Also, the sex ed are really bad in most countries or people are just absent from those classes either because they don't teach much more than 'take care of your period' or people think they don't need 'em because they get everything from movies or the internet.

As for internet crap, it shouldn't happen there either of course but to be honest you should be very careful to who you start chat with and avoid suspicious sites that has a shady category of members (of course, with today's anonymity it can be hard to see sometimes but still...) and stay out of it. And while the help for both victims and predators to get off it is really bad they are probably gonna continue either because they are ashamed or they think they might not need help.

As for setting the age higher than today it might be an idea but then again you can lie about your age or just feel even more ashamed about telling someone about it, mostly because mainly females (and other gender groups of course, not excluding anyone just taking that as an example here) are looked down upon because they should be 'happy' that someone wants them or they think they look attractive.. Well if they show it like that I think something is incredibly wrong.


----------



## That Zephyr Guy (Apr 11, 2016)

I think a few states here in the US do this thing where the general age of consent is 18, but people who are 16-17 can still do the thing with other people who are around that age.
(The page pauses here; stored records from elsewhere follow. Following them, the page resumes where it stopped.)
PR #2362, opened 2019-04-02
Create utility function for state updates

charbugs:
As preparation for refactoring of reducers. This functions would also replace immutable.js.

### DIFF
--- a/__tests__/src/reducers/utils.test.js
+++ b/__tests__/src/reducers/utils.test.js
@@ -1,0 +1,71 @@
+import { setItem, updateItem, removeItem } from '../../../src/state/reducers/utils';
+
+describe('setItem', () => {
+  it('does not change input object', () => {
+    const object = { foo: { a: 1 } };
+    setItem(object, 'foo', { b: 2 });
+    expect(object).toEqual({ foo: { a: 1 } });
+  });
+
+  it('sets a new item with the provided props', () => {
+    const object = { foo: { a: 1 } };
+    const result = setItem(object, 'bar', { b: 2 });
+    expect(result).toEqual({
+      bar: { b: 2 },
+      foo: { a: 1 },
+    });
+  });
+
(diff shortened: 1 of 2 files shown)


mejackreed:
I'm not sure I yet understand the implications here. Which refactors are you talking about?

charbugs:
It is about the immutable object creation pattern like this:

```
return {
  ...state,
  [action.windowId]: {
    ...state[action.windowId],
    view: action.viewType,
  },
};
```

Most of this can be written in one or two lines with helper functions: 

```
return update(state, action.windowId, { view: action.viewType });
```

But I just realized, that there are utility functions for immutable state update in lodash/fp.

mejackreed:
Gotcha. So the intention is to replace something like this?

https://github.com/ProjectMirador/mirador/blob/master/src/state/reducers/manifests.js#L9-L17

charbugs:
Right. Or this:

```
case ActionTypes.REMOVE_WINDOW:
      return Object.keys(state).reduce((object, key) => {
        if (key !== action.windowId) {
          object[key] = state[key]; // eslint-disable-line no-param-reassign
        }
        return object;
      }, {});
```

to:

```
case ActionTypes.REMOVE_WINDOW:
      return unset(state, action.windowId);
```

charbugs:
Technically it will be slower for sure because there are at least two more function calls involved on every state update. But I guess you wondering if the helper functions perform a deep clone on the state object. Of course that would be a peformance issue. According to [this article](https://hackernoon.com/a-small-trick-to-write-clean-reducers-a0b1b1eff3d2) the lodash/fp functions do not deep clone the object but only update the needed parts. I think this is similar to the raw pattern that we use currently.

mejackreed:
Yeah I was thinking less about function calls and more about returning new objects if there was no update. So it seems like this will work fine.

PR #2364, opened 2019-04-02
Handle annotation resources that are a single object…

### LINKED ISSUE #2329: Sometimes a lack of annotations crashes the viewer
Screenshot 2019-03-26 at 8 36 08 AM

This has happened a few times with https://gist.githubusercontent.com/jeffreycwitt/1a75fdb4a97e1c2a98bd35797aad263d/raw/859104cb6cd7bd99f3be668f064066f4b3ba2b29/manifest-with-three-level-deep-toc.json for some reason

jkeck:
…(in addition to an array of objects)

Fixes #2329 

Example Manifest: https://gist.githubusercontent.com/jeffreycwitt/1a75fdb4a97e1c2a98bd35797aad263d/raw/859104cb6cd7bd99f3be668f064066f4b3ba2b29/manifest-with-three-level-deep-toc.json

Click on the canvas labeled `216r` (which currently crashes mirador in master)

### DIFF
--- a/src/lib/Annotation.js
+++ b/src/lib/Annotation.js
@@ -1,3 +1,4 @@
+import flatten from 'lodash/flatten';
 import AnnotationResource from './AnnotationResource';
 /** */
 export default class Annotation {
@@ -21,6 +22,7 @@ export default class Annotation {
   /** */
   get resources() {
     if (!this.json || !this.json.resources) return [];
-    return this.json.resources.map(resource => new AnnotationResource(resource));
+
+    return flatten([this.json.resources]).map(resource => new AnnotationResource(resource));
   }
 }
--- a/__tests__/src/lib/Annotation.test.js
+++ b/__tests__/src/lib/Annotation.test.js
@@ -22,5 +22,11 @@ describe('Annotation', () => {
         { resources: [{ foo: 'bar' }] },
       ).resources.forEach(resource => expect(resource).toBeInstanceOf(AnnotationResource));
     });
+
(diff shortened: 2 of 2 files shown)


src/lib/Annotation.js
```diff
@@ -21,6 +21,13 @@ export default class Annotation {
   /** */
   get resources() {
     if (!this.json || !this.json.resources) return [];
-    return this.json.resources.map(resource => new AnnotationResource(resource));
+    let resourceList;
+    if (Array.isArray(this.json.resources)) {
```
jkeck: Is there a better way to handle this sort of check?

mejackreed: We could do something like this:

https://github.com/ProjectMirador/mirador/blob/edd913a3a05a79bbedf0237c9917e6818943cc77/src/lib/AnnotationResource.js#L36

jkeck: Ah, so pull those in from `lodash`?

mejackreed: Yep.. we are already using them elsewhere to do similar type things.

src/lib/Annotation.js
```diff
@@ -1,3 +1,4 @@
+import { flatten } from 'lodash';
```
mejackreed: So importing this way will just reimport the entire lodash library... /me shakes my head at JavaScript... 

a work around is this: https://github.com/ProjectMirador/mirador/blob/edd913a3a05a79bbedf0237c9917e6818943cc77/src/lib/AnnotationResource.js#L2

PR #2365, opened 2019-04-02
Pass params using DOM Apis to prevent rerender by function prop

mejackreed:
See https://reactjs.org/docs/faq-functions.html#how-do-i-pass-a-parameter-to-an-event-handler-or-callback

Before I move forward with more of this would be interested to hear others feedback


marlo-longley:
This draft explored using DOM `data-*` attributes to pass parameters and avoid unstable function prop references. React's guidance has since evolved (hooks, useCallback, useMemo) different solutions to this problem. Can ticket/investigate elsewhere.

PR #2381, opened 2019-04-03
Don't allow single windows in non-elastic view to be dragged (and style as such)

### LINKED ISSUE #2345: Suppress move/drag icon in Mosaic mode when only one window
Currently when in mosaic mode with only one open window, we show the move/drag icon when the user hovers over the drag area just as we do when there are multiple open windows. However, in mosaic mode with only one open window there is nowhere to move the window so in that case we should suppress the drag area of the top bar and not display the move/drag icon.

jkeck:
Closes #2345

### DIFF
--- a/src/components/Window.js
+++ b/src/components/Window.js
@@ -18,17 +18,20 @@ export class Window extends Component {
    * additional functionality based on workspace type
    */
   wrappedTopBar() {
-    const { manifest, window, workspaceType } = this.props;
+    const {
+      manifest, window, workspaceType, windowDraggable,
+    } = this.props;
     const { mosaicWindowActions } = this.context;
     const topBar = (
       <div>
         <WindowTopBar
           windowId={window.id}
           manifest={manifest}
+          windowDraggable={windowDraggable}
         />
       </div>
     );
-    if (workspaceType === 'mosaic' && window.maximized === false) {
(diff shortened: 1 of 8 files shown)


src/components/Window.js
```diff
@@ -18,17 +18,20 @@ export class Window extends Component {
...
       <div>
         <WindowTopBar
           windowId={window.id}
           manifest={manifest}
+          windowDraggable={windowDraggable}
         />
       </div>
     );
-    if (workspaceType === 'mosaic' && window.maximized === false) {
+    if (workspaceType === 'mosaic' && windowDraggable) {
```
jkeck: This was going to be a bit cleaner until I remembered/realized that we're using two different drag-n-drop libraries for Mosaic and Elastic. _sigh_

src/state/selectors/windows.js
```diff
@@ -112,3 +113,21 @@ export const getCompanionAreaVisibility = createSelector(
...
   },
 );
+
+/**
+ * Returns the draggability of a window
+ * @param {object} state
+ * @param {object} props
+ * @return {Boolean}
+ */
+export const getWindowDraggability = createSelector(
```
jkeck: Folks have been saying a lot of words about selectors lately.  Not sure if this is the correct usage or not.

PR #2389, opened 2019-04-04
replace size-limit with bundlesize for CI goodness

mejackreed:


cbeer:
are we using the CI part of bundlewatch too? are the necessary variables magically set in netlify, or do they need to go somewhere?

mejackreed:
I was hoping that everything just worked. I set the `BUNDLEWATCH_GITHUB_TOKEN` in Travis.. not sure what else we need to setup? but it didn't work

cbeer:
Ah; I was expecting to see it as an encrypted secret in the travis.yml. I'm happy to ship and see if it works.

PR #2394, opened 2019-04-04
Add distinction between highlighted/selected annotations...

### LINKED ISSUE #2383: Distinguish between highlighted and selected annotations
Related to #2264. 

We currently don't distinguish between highlighted and selected annotations, but with the "Highlight all" option in the Annotations panel, we need to. Below is the recommendation for adding the distinction.

## Terminology

**Highlighted** annotation - purpose is to indicate to the user where on the canvas the annotation is, but user has not indicated this is an annotation they care about or want to select. 

- Shown on canvas with blue border (#00BFFF - fixed color; doesn't change with theme)
- Indicated in panel with hover/focus highlighting (the lighter gray used in places like the workspace menu, for example). So when a mouse user hovers over an annotation item in the panel list, or a keyboard user moves into an annotation item (I think arrows into, though keyboard nav in the panel probably isn't working yet), the annotation item area is highlighted in gray. 

**Selected** annotation - purpose is to indicate to the user the annotation(s) they have added to the selection list (annos of interest). 

- Shown on canvas with yellow border (current color)
- Indicated in panel with selected item highlighting (the darker gray you currently use in #2257). So when a mouse user clicks on an annotation item in the panel, or a keyboard users hits Enter while focused on an annotation item in the panel, the canvas anno border changes to yellow, and the panel item area is highlighted with the darker gray.

## Examples
Hopefully these will clarify the guidelines above.

### Highlight all OFF, hover/focus one anno item
User is mousing over, or with the keyboard has arrowed into (but not pressed Enter), the sixth annotation:

OFF-hover-none-selected

### Highlight all OFF, selected one anno item
User has clicked on, or with the keyboard has pressed Enter on, the sixth annotation:

OFF-one-selected

### Highlight all OFF, selected one anno item, hover/focus one anno item
After selecting the sixth annotation, the user is mousing over, or with the keyboard has arrowed into (but not pressed Enter), the second annotation:

OFF-one-selected-one-highlighted

### Highlight all OFF, selected three anno items
Here the user has selected three different anno items, by clicking on each one, or with the keyboard arrowing into and pressing Enter on each one:

OFF-Select-three

If the user were to click, or arrow into and press Enter, on one of the selected anno items, it would deselect, removing the corresponding panel highlight and the yellow border on the canvas.

### Highlight all ON
With the Highlight all toggle set to on, all of the annotations on the canvas are highlighted. Note that none of the panel anno items are highlighted, because when turning the toggle on the user can't at the same time be hovering over, or have arrowed into, one of the panel annotations. 

ON

### Highlight all ON, hover/focus one anno item
If after turning on the Highlight all toggle, the user mouses over, or with the keyboard arrows into one of the panel annotations, the anno item gets the hover/focus highlighting (but there is no change to the corresponding canvas annotation indicator, because it is already shown in blue):

ON-highlight-one

### Highlight all ON, selected one anno item
If the user then clicks on, or presses Enter on, one of the panel annotations, it is shown with the selected highlighting and the corresponding canvas annotation border is changed to yellow:

ON-select-one

### Highlight all ON, selected three anno items
If the user goes on to click on, or press Enter on, two additional annotations in the panel, they are similarly shown as selected:

ON-select-three

If the user was to turn off the Highlight all toggle in state above, the selected annotations would remain (the selected highlighting of the three on the panel and the corresponding yellow borders on the canvas) but the blue highlighted borders on the canvas would go away.

jkeck:
... and add hover behavior to highlight individual annotations.

Closes #2383 

newAnnoBehavior


src/containers/WindowSideBarAnnotationsPanel.js
```diff
@@ -28,6 +29,7 @@ function getIdAndContentOfResources(resources) {
  * @private
  */
 const mapStateToProps = (state, { windowId }) => ({
+  allAnnotationsAreHighlighted: getWindow(state, { windowId }).displayAllAnnotations,
```
jkeck: I _could_ change this state/config attribute name do `highlightAllAnnotations`.  Not sure if it matters.

src/components/OpenSeadragonViewer.js
```diff
@@ -11,6 +11,31 @@ import CanvasWorld from '../lib/CanvasWorld';
  * and rendering OSD.
  */
 export class OpenSeadragonViewer extends Component {
+  /**
```
mejackreed: Did this method get moved around in the class? Was this due to a linting suggestion?

jkeck: Yeah, since we're passing `currentAnnotations` as a parameter to the function (instead of using the annotations props) so that it can be used for different types (selected vs. highlighted) of annotations it's no longer using `this` so it needs to be a `static` function (which apparently are required to come before the constructor).

mejackreed: oh wow.. got it thanks.

jkeck:
WRT the odd canvas behavior, I think this is a pre-existing issue that maybe is just more noticeable w/ the annotations now changing state on mouseEnter/mouseLeave of annotation elements.  Check these out (which are all happening in master right now).  I suppose we should create an issue about investigating that.

### Clicking Menus
weirdScroll

### Selecting Annotations
weirdAnnoSelection

PR #2399, opened 2019-04-05
Remove viewport debouncing; we're losing updates if the viewer re-ren…

cbeer:
…ders before the debounce.

This is most obvious if you:

- focus on a window
- initiate a pan/zoom
- switch focus to a different window

You'll see the first window revert back to the last-stored state.

### DIFF
--- a/__tests__/src/actions/canvas.test.js
+++ b/__tests__/src/actions/canvas.test.js
@@ -1,8 +1,6 @@
 import * as actions from '../../../src/state/actions';
 import ActionTypes from '../../../src/state/actions/action-types';
 
-const debounceTime = 100;
-
 describe('canvas actions', () => {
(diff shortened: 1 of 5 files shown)


mejackreed:
I'm noticing a sluggishness with zooming after removing this in Chrome. Are you not seeing that?

cbeer:
Only when I had the developer tools open? Still, sluggishness seems preferable to brokenness.

christopher-johnson:
There some issues with the OpenSeadragon Component.  Check `annotationsMatch `in `componentDidUpdate`,  canvasOverlayUpdate is called on every update, even when there are no annotations.

mejackreed:
I'm now noticing after #2394, the highlighting added there is no longer working. Happy to pair up to see if we can resolve.

Issue #2283, opened 2019-03-21
Refactoring observations about OpenSeadragonViewer.js, for fixing bugs and aiding maintainability


aeschylus:
We're already experiencing some OSD-related bugs (#2281, #2280, #2279, #2120 ), and adding features that pertain to annotation rendering have proven difficult and the solutions hard to follow/mimic for future contributors, as well as difficult for us to extend and build on. For maintainability and future development, I want to get to the root cause of some of these problems and create a clear seam between OSD and our app, with a pattern for how to interact with OSD from redux. These are some initial thoughts and questions to get the discussion started.

## Context 
The effectiveness of redux state management depends upon a functional, stateless rendering system. React provides this for most of our interface elements. In this paradigm, the rendering pipeline is typically:

**the full state is yielded from redux => react diffs the props => react makes the visual changes in elements that reference the props.**

OpenSeadragon is not a stateless rendering system like react, and we haven't been able to rely on this pattern to implement features. Therefore, currently, some state lives in openseadragon, some lives in redux, some lives in both places, some lives as properties on the component class, and some lives as code in the form of promises and sentinel statements - we are mutating state across paradigms, which is causing bugs and making it hard to reason about the implementation of new features. I would like to create a clear boundary between these paradigms, with patterns describing which things should be put on which sides of this boundary line, in such a way that it is easy to see where and how we would drop in another viewer. This mixing paradigms was a problem in Mirador 2 as well, so I want us to try to head it off at the pass if possible.

### What paradigms are we talking here?
There are 4 state-management paradigms attempting to coexist and interact here, and we need names for them.

1. **Immutable Rendering** - This is the system used in the react render function. This function is run every single time any that it depends on changes. It doesn't need to know the _type_ of change that occurred because it will render exactly what the data it receives tells it to render, and will always create the same output given the same input.
1. **OO API usage** - This is the system used in some places where we update openSeadragon (`fitBounds`, `addTileSource`). It lets openSeadragon decide how to update its internal state and what side effects to produce as a result of our method call. Calling the same method with the same inputs _will **NOT**_ produce the same result each time unless OSDs internal state is also the same when it is called. We therefore cannot guarantee the outcomes of this behaviour unless we know what the internal state is. There is another aspect of this paradigm which is using constructors to do initialisation and then accessors to make changes to properties. Because these aspects rely on the execution context of the object, in is sometimes hard to know when certain properties will or will not be defined, especially when object initialisations occur inside of react lifecycle methods.
[...]

Issue #2280, opened 2019-03-21
Zoom is incorrect (sometimes) on window instantiation.


aeschylus:
<img width="405" alt="Screenshot 2019-03-21 at 11 12 09 AM" src="https://user-images.githubusercontent.com/145874/54776541-9a436e00-4bcd-11e9-8ba7-d3fd9722f8c2.png">
<img width="415" alt="Screenshot 2019-03-21 at 11 22 47 AM" src="https://user-images.githubusercontent.com/145874/54776543-9a436e00-4bcd-11e9-8923-0297fc12cf4b.png">

This is related to these two areas of the OSD component:
https://github.com/ProjectMirador/mirador/blob/07e1544f7273cc8ace844637057b338b94e3fba2/src/components/OpenSeadragonViewer.js#L52-L55
https://github.com/ProjectMirador/mirador/blob/07e1544f7273cc8ace844637057b338b94e3fba2/src/components/OpenSeadragonViewer.js#L80-L100

Essentially we are waiting to set the zoom until the tilesources are loaded with a promise, but not managing the state properly. There is an interaction between these viewer instance existence guard conditional statements and the promise resolutions that needs to be teased apart.

PR #2417, opened 2019-04-08
[WIP] Eliminates extra OSD rendering cycles.

mejackreed:
Rather than continuously update redux state that is also passed in as a
prop, this change only makes those redux updates on demand when
explictly called. This increases performance, reduces complexity and
hopefully still accomplishes our state goals. A plugin / or other
component should also be able to explicatly call this instance method if
needed.

Related to #2283 , #2410, #2399 , #2280

### DIFF
--- a/src/components/OpenSeadragonViewer.js
+++ b/src/components/OpenSeadragonViewer.js
@@ -49,6 +49,8 @@ export class OpenSeadragonViewer extends Component {
     this.updateCanvas = () => {};
     this.ref = React.createRef();
     this.onUpdateViewport = this.onUpdateViewport.bind(this);
+    this.zoomIn = this.zoomIn.bind(this);
+    this.zoomOut = this.zoomOut.bind(this);
     this.zoomToWorld = this.zoomToWorld.bind(this);
   }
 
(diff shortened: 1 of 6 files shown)


src/components/OpenSeadragonViewer.js
```diff
@@ -73,7 +72,6 @@ export class OpenSeadragonViewer extends Component {
 
     this.osdCanvasOverlay = new OpenSeadragonCanvasOverlay(this.viewer);
     this.viewer.addHandler('update-viewport', this.onUpdateViewport);
-    this.viewer.addHandler('viewport-change', this.onViewportChange);
```
cbeer: I don't think `update-viewport` covers all the cases where we need to collect data. At least, when I toggled back and forth between two different windows, I could pretty reliably get the viewer to jump around.

mejackreed: I've pushed up an additional commit here that I think addresses the problem. Let me know what you think.

src/components/OpenSeadragonViewer.js
```diff
@@ -125,23 +123,13 @@ export class OpenSeadragonViewer extends Component {
           this.zoomToWorld();
         }
       });
-    } else if (viewer) {
```
cbeer: Without this, the zoom controls will break.

mejackreed:
Closing in favor of #2430

PR #2422, opened 2019-04-08
Improve how annotation matching in the OSDViewer component works …

jkeck:
… (by using isEqual on resource ID array comparison)

This is to address a `TODO` I left behind in some of the annotation work I did last week.  This should hopefully help cut down on some additional superfluous canvas redraws.

### DIFF
--- a/src/components/OpenSeadragonViewer.js
+++ b/src/components/OpenSeadragonViewer.js
@@ -1,6 +1,7 @@
 import React, { Component } from 'react';
 import PropTypes from 'prop-types';
 import Paper from '@material-ui/core/Paper';
+import isEqual from 'lodash/isEqual';
 import OpenSeadragon from 'openseadragon';
 import ns from '../config/css-ns';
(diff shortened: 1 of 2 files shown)


src/components/OpenSeadragonViewer.js
```diff
@@ -105,12 +103,8 @@ export class OpenSeadragonViewer extends Component {
         this.osdCanvasOverlay.clear();
         this.osdCanvasOverlay.resize();
         this.osdCanvasOverlay.canvasUpdate(() => {
-          if (highlightsUpdated) {
-            this.annotationsToContext(highlightedAnnotations, '#00BFFF');
-          }
-          if (selectionsUpdated) {
```
jkeck: These `if` statements were the cause of the odd behavior I was seeing before w/ the usage of `isEqual` in `annotationsMatch`.  We need to redraw all annotations every time we get here since we clear the canvas overly above.

PR #2425, opened 2019-04-09
Add a (Mirador window) responsive divider between the zoom and page controls

### LINKED ISSUE #2167: Add responsive separator behavior for the canvas/zoom controls panel
### Responsive behavior
- [ ] If the canvas is narrower than can fit the entire row of zoom/nav buttons, they should float to two lines:

responsive

- [ ] Note that when they go to two lines, we should not display the vertical divider between the two sets of buttons.

jkeck:
Closes #2167

### DIFF
--- a/__tests__/src/components/WindowCanvasNavigationControls.test.js
+++ b/__tests__/src/components/WindowCanvasNavigationControls.test.js
@@ -37,4 +37,15 @@ describe('WindowCanvasNavigationControls', () => {
     wrapper = createWrapper({ visible: false });
     expect(wrapper.matchesElement(<></>)).toBe(true);
   });
+
+  it('updates the canvasNavWidth state when the visibility changes', () => {
+    wrapper = createWrapper({ visible: false });
+    wrapper.instance().canvasNav = { current: { offsetWidth: 300 } }; // fake the ref
+
+    expect(wrapper.state('canvasNavWidth')).toEqual(null);
+
+    wrapper.setProps({ visible: true });
+
+    expect(wrapper.state('canvasNavWidth')).toEqual(300);
+  });
 });
--- a/src/components/WindowCanvasNavigationControls.js
+++ b/src/components/WindowCanvasNavigationControls.js
@@ -1,5 +1,6 @@
 import React, { Component } from 'react';
 import PropTypes from 'prop-types';
+import classNames from 'classnames';
 import ZoomControls from '../containers/ZoomControls';
 import ViewerInfo from '../containers/ViewerInfo';
 import ViewerNavigation from '../containers/ViewerNavigation';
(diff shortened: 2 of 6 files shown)


src/components/WindowCanvasNavigationControls.js
```diff
@@ -9,6 +10,62 @@ import ns from '../config/css-ns';
...
+    });
+  }
+
+  /**
+   * Determine if canvasNavControls are stacked (based on a hard-coded width)
+  */
+  canvasNavControlsAreStacked() {
+    const { canvasNavWidth } = this.state;
+
+    return (canvasNavWidth && canvasNavWidth <= 253);
```
jkeck: I'm a bit concerned that this may be fragile.  I wanted to check the width of the container against the width of the zoom controls element (to determine if they were stacked or not) but because of how flexbox works the elements widths are not reliable (they only take up the full width when in the column direction).  I ended up needing to track the width of the container, so it didn't make sense to have the addl. code and potential for finicky behavior of also tracking the width of the child controls.  Happy to pair up if folks think we should explore alternate solutions (e.g. abandoning flexbox all-together for these components).

src/containers/ZoomControls.js
```diff
@@ -33,13 +33,20 @@ const mapDispatchToProps = { updateViewport: actions.updateViewport };
  * ListItem: {paddingBottom: number, paddingTop: number}}}
  */
 const styles = theme => ({
+  divider: {
+    borderRight: '1px solid #808080',
```
jkeck: I couldn't find a matching color in the theme and the `divider` color in the palette is way too light.  Is there something we should be using here from the theme?

src/containers/ZoomControls.js
```diff
@@ -33,13 +33,20 @@ const mapDispatchToProps = { updateViewport: actions.updateViewport };
...
+    display: 'inline-block',
+    height: '24px',
+    margin: '12px 6px',
```
jkeck: Wondering if we should be using the theme's spacing here.  It's 8px so it might be

```js
margin: `${theme.spacing.unit * 1.5}px ${theme.spacing.unit}px`
```

Which would be equivalent to 

```css
margin: '12px 8px'
```

src/components/WindowCanvasNavigationControls.js
jkeck: Okay, I took a spike at using `AutoSizer` and I couldn't get it to quite work the way that I needed.  Happy to pair up on trying to implement something (to see if my understanding of how to use `AutoSizer` is off).

src/containers/ZoomControls.js
mejackreed: I think we may just need to come back to this when we do more theme things.

__tests__/src/components/WindowCanvasNavigationControls.test.js
```diff
@@ -1,5 +1,5 @@
 import React from 'react';
-import { shallow } from 'enzyme';
+import { mount, shallow } from 'enzyme';
```
mejackreed: Is this `mount` still needed?

Issue #2355, opened 2019-04-01
Can we disable drag-workspace when a menu is open? (Elastic mode)


jvine:
When a menu is open in Elastic mode, the entire area outside the menu is draggable and moves the workspace. So it's possible to temporarily create a situation where the menu is disconnected from its parent. Once you stop the drag, the menu closes. It's not actively destructive, but it's disconcerting.

<img width="800" alt="Screen Shot 2019-04-01 at 10 43 57 AM (2)" src="https://user-images.githubusercontent.com/6945691/55348086-3fcacd00-546b-11e9-89b2-94c008d954f1.png">
<img width="800" alt="Screen Shot 2019-04-01 at 10 43 38 AM (2)" src="https://user-images.githubusercontent.com/6945691/55348088-3fcacd00-546b-11e9-93cd-9612f9262943.png">

glefi:
react-rnd provides the `draggingEnabled`property to enable or disable drag and drop. Unfortunately this property is ignored when a selection list is opened. In this case, dragging is available all opened windows are moved at the same time. I currently see no way to solve this problem.

glefi:
@aeschylus I've tried to to set `draggingEnabled` for the window as soon as the the `<Select>` component opens, but unfortunately this doesn't seem to help. Because immediatly after the selection list appears, you can drag the windows anyway.

PR #2428, opened 2019-04-09
#2355: adds toggling of the disableDragging property

glefi:
@jvine I've disabled the dragging for the canvas panel and the window top menu.


jvine:
The behaviour looks correct to me, @glefi. Can't comment on the technical side.

mejackreed:
Is there a way that the git history could be cleaned up here? Maybe just a cherry-pick of the commits needed?

PR #3061, opened 2020-05-25
Refactor reducer plugins out of the PluginContext and into MiradorViewer

cbeer:
I was surprised to see we create the root reducer twice (once on initialization, once in the plugins).   

This also opens up the possibility of reducer-only plugins

One thing this drops is the ability to inject an existing plugin-less store.. we can easily re-add that, although it seems like the caller should just as easily add them in the first place.


cbeer:
Merged with #3063

PR #3064, opened 2020-05-28
Slightly darken/lighten the workspace background

cbeer:
I noticed the design mocks used a slightly darker background here. I'm not sure if using the current color was an intentional thing, or just happened to happen.

Screen Shot 2020-05-27 at 18 53 14

### DIFF
--- a/src/containers/WorkspaceArea.js
+++ b/src/containers/WorkspaceArea.js
@@ -1,7 +1,7 @@
 import { compose } from 'redux';
 import { connect } from 'react-redux';
 import { withTranslation } from 'react-i18next';
-import { withStyles } from '@material-ui/core/styles';
+import { withStyles, lighten, darken } from '@material-ui/core/styles';
 import { withPlugins } from '../extend/withPlugins';
 import { WorkspaceArea } from '../components/WorkspaceArea';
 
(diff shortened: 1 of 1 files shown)


ggeisler:
👍 I think we were trying to stick to a strict color palette so the workspace background color ended up as one of the defined grays we are using elsewhere in the app (e.g., `palette.light`), but your change does work much better and given it uses a lighten function rather than defining a new gray in the palette, this seems like a nice update to me.

camillevilla:
This looks fine to me. If a future themer wants more fine-grained control over the workspace background color they're welcome to file an issue.

I think some of the palette angst @ggeisler remembers is when we were trying to use gray for MUI's primary color. That ended up being a headache so we went with blue for `primary`. Now `theme.palette.shades.light` actually isn't used in that many places. I think it's just workspace backgrounds and the companion window header area. 

Here's an example. Left side uses the `lighten` function.  The right side just changes `theme.palette.shades.light`. 
Screen Shot 2020-05-28 at 12 43 32 PM

ggeisler:
Your memory of history sounds correct @camillevilla.

I think you merged the `lighten` function version, but just for future reference, the problem with changing `theme.palette.shades.light` to get a darker workspace background is that it affects at least one other spot: the sidebar header background. I don't think we want to change that, so the `lighten` function approach works better. It's more clear how it improves things when you change the workspace type to Elastic.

I don't know if that's accurate. I like it though.


I haven't really put much thought into this, but if I had to cement an opinion on this, I'd say the AOC is fairly arbitrary because people are going to want to wet their noodles regardless of how old they are (for the most part). The thing that really makes a big difference is the quality of sex education and ease of access to birth control. The AOC could be really low, but if the people involved know what they're getting into then it's lot less dangerous.

Regardless, I'd still put the AOC at 18 because it gives older men less of an excuse to perv over high schoolers. AOC to me isn't for the younger people looking to have sex as much as it is to keep away the creepy older people looking for forbidden fruit.



Anybody who votes 13 and under can fight me here and now.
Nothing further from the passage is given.